Brief – State how many lines of the data contain the word "AnchorSpace", and write nothing besides the number.

Records for processing –
····················

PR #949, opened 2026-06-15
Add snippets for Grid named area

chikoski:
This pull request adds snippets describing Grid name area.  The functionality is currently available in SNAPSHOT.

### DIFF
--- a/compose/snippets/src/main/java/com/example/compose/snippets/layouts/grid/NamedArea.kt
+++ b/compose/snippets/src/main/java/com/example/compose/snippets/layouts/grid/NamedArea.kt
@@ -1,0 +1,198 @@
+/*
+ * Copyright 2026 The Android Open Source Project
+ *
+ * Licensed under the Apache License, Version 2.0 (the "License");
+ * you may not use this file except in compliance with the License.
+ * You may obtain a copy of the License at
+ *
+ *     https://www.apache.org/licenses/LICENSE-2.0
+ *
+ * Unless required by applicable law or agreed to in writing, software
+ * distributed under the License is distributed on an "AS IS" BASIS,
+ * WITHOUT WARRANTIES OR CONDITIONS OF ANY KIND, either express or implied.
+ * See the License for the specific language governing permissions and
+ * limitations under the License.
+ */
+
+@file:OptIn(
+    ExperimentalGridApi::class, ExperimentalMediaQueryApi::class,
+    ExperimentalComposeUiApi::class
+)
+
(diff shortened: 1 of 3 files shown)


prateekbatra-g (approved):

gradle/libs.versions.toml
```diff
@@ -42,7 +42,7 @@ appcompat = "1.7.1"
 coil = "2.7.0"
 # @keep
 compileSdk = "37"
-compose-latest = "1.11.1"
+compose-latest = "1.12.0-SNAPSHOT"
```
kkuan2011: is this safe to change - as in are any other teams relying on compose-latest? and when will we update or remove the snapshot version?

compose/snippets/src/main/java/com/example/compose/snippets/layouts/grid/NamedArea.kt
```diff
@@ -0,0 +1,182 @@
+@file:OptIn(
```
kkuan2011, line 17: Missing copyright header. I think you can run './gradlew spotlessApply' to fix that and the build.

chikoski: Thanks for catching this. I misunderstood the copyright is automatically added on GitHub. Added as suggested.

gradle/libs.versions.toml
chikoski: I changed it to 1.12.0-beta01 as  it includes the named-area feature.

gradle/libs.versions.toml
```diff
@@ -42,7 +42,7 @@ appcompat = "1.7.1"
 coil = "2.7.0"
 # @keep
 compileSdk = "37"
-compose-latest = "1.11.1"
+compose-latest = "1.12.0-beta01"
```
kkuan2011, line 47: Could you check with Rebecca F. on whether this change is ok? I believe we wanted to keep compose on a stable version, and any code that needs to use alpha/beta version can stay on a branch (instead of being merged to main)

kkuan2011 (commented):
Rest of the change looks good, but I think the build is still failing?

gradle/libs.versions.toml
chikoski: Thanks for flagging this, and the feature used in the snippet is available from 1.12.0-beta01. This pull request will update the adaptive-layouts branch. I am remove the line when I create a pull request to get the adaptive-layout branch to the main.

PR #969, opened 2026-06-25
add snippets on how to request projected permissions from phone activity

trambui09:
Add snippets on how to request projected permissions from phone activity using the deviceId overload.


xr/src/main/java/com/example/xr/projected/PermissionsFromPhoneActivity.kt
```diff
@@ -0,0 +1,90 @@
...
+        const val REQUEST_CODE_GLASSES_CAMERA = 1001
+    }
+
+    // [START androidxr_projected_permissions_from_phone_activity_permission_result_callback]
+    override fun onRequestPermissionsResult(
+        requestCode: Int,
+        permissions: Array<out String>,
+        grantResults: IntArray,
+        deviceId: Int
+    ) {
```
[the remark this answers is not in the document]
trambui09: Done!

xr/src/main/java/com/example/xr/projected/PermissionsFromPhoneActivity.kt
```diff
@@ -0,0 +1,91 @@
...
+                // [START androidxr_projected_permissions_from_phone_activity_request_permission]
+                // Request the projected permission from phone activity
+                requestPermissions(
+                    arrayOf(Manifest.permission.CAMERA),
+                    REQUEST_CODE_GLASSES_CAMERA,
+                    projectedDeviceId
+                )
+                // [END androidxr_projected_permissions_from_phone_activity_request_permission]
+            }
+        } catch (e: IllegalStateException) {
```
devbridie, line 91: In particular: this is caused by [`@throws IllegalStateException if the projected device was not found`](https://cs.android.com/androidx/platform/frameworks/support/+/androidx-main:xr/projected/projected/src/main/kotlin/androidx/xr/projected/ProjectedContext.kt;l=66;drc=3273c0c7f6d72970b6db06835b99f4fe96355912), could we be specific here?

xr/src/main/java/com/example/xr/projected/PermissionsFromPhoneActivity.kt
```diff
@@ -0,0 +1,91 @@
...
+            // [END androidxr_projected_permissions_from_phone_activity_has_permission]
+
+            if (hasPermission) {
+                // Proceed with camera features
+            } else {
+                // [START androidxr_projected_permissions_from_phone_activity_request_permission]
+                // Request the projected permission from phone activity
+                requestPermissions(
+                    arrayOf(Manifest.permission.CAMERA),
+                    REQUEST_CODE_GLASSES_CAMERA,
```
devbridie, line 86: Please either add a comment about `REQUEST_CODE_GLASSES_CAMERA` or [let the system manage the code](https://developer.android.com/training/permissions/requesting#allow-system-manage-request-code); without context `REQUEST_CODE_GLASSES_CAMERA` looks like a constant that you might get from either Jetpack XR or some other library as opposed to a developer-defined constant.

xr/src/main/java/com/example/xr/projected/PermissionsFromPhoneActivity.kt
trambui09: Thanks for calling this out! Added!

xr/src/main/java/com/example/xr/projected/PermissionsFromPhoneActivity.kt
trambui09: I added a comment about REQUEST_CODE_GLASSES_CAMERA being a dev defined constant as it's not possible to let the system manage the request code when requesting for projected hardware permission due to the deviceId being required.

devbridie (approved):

····················

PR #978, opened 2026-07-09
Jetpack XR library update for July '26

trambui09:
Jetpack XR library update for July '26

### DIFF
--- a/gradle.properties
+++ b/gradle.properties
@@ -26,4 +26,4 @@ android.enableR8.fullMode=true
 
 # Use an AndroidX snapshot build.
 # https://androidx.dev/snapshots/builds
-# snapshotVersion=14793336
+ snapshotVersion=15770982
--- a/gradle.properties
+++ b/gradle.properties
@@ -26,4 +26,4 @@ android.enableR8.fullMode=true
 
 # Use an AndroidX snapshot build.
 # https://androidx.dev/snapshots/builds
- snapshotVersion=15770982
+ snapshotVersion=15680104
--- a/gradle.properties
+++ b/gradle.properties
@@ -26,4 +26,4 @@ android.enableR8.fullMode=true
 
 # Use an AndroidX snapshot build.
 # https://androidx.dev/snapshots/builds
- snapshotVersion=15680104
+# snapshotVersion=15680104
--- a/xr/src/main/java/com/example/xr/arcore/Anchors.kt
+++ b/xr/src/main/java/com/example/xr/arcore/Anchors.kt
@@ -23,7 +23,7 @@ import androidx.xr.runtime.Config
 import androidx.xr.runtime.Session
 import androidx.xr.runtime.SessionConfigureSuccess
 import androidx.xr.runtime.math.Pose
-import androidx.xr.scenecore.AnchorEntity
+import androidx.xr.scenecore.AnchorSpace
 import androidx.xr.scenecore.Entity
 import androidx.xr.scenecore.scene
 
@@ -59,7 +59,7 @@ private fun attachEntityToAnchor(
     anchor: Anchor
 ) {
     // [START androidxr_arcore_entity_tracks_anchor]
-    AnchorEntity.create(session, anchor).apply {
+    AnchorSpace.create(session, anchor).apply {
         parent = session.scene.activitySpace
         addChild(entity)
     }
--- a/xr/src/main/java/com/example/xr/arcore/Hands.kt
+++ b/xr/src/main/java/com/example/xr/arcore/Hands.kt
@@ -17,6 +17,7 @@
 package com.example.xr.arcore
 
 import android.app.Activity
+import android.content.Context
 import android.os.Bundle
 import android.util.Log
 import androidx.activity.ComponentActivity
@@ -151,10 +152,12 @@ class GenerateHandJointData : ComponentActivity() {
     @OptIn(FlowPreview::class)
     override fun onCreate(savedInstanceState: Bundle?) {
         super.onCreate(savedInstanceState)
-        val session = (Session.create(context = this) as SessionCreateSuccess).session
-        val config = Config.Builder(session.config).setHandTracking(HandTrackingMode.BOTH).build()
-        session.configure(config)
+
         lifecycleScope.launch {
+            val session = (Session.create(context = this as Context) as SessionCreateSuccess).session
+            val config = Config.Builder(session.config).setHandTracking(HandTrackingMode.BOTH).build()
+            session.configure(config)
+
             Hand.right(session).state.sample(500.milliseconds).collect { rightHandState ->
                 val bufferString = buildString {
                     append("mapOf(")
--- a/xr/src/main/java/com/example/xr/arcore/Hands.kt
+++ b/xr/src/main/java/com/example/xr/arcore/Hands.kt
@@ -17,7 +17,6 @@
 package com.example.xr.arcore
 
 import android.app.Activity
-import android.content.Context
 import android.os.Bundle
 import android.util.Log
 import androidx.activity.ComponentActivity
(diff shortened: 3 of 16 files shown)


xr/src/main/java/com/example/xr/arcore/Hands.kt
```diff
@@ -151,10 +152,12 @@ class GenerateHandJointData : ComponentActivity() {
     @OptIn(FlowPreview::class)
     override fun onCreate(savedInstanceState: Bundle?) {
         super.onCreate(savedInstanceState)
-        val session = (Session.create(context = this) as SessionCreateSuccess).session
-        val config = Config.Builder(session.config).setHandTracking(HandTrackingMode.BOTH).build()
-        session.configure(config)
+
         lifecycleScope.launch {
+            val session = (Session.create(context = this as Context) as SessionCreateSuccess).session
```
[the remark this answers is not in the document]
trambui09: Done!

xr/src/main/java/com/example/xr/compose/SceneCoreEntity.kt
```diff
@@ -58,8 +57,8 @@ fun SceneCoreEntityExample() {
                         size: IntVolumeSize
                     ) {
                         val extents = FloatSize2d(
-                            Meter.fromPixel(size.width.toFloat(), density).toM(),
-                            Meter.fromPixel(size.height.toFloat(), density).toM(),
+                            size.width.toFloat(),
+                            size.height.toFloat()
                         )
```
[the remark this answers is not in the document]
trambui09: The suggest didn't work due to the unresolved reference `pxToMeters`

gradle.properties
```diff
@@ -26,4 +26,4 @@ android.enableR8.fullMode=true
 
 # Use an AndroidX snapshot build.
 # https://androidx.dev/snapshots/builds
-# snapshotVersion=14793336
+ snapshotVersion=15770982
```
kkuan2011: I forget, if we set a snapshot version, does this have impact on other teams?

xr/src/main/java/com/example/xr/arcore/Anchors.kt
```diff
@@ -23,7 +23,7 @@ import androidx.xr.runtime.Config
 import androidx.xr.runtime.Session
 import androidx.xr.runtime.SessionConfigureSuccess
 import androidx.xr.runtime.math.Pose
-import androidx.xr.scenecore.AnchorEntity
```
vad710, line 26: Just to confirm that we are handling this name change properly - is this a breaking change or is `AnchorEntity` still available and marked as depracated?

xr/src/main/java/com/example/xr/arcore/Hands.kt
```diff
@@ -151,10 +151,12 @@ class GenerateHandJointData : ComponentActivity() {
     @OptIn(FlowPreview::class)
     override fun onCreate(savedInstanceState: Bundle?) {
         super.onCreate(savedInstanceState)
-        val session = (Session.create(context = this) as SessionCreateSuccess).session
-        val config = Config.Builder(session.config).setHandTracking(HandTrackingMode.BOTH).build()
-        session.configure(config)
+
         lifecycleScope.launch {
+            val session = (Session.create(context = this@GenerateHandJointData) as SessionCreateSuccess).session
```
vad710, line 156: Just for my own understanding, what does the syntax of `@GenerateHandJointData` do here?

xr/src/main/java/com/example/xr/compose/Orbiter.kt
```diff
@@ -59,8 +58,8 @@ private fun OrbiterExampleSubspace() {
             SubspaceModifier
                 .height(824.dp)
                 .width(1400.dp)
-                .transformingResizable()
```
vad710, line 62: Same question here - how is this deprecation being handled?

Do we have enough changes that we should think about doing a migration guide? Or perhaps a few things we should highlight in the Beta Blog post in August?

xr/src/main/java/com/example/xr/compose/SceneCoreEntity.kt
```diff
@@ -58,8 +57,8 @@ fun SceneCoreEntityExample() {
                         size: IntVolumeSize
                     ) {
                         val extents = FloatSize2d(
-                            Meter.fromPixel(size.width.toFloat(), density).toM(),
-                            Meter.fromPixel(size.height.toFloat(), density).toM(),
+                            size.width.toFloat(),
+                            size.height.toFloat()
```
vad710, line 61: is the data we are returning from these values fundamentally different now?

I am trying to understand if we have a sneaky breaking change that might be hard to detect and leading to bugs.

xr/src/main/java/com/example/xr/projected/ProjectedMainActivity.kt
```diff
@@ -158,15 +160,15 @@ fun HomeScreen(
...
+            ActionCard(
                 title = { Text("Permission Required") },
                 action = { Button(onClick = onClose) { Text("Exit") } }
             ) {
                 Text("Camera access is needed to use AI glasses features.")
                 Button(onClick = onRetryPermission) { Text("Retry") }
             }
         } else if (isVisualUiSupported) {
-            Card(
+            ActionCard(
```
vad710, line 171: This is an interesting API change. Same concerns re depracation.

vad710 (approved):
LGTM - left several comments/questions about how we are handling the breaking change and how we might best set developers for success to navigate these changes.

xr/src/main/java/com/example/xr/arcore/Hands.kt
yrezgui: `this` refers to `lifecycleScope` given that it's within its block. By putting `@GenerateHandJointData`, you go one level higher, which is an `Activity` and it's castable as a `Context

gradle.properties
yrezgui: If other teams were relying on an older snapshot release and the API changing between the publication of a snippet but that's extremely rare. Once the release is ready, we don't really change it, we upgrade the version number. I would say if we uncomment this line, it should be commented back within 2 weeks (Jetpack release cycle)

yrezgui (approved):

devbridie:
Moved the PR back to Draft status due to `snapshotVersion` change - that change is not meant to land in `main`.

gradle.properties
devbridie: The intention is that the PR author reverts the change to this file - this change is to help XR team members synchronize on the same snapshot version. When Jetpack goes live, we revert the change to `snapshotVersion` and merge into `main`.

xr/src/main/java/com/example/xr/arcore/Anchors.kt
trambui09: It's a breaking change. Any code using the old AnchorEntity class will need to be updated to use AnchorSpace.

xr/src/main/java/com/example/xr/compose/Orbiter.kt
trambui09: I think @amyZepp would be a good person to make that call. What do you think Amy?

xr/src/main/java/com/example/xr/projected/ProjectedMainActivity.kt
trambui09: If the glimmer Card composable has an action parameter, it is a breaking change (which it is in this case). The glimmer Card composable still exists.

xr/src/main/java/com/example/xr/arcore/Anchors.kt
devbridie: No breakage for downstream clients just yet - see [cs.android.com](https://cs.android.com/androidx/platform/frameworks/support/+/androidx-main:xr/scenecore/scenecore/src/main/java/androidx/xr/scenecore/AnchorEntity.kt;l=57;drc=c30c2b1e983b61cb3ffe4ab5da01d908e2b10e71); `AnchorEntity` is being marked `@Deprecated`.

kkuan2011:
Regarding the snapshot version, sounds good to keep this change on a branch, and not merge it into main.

····················

Expected answer – 3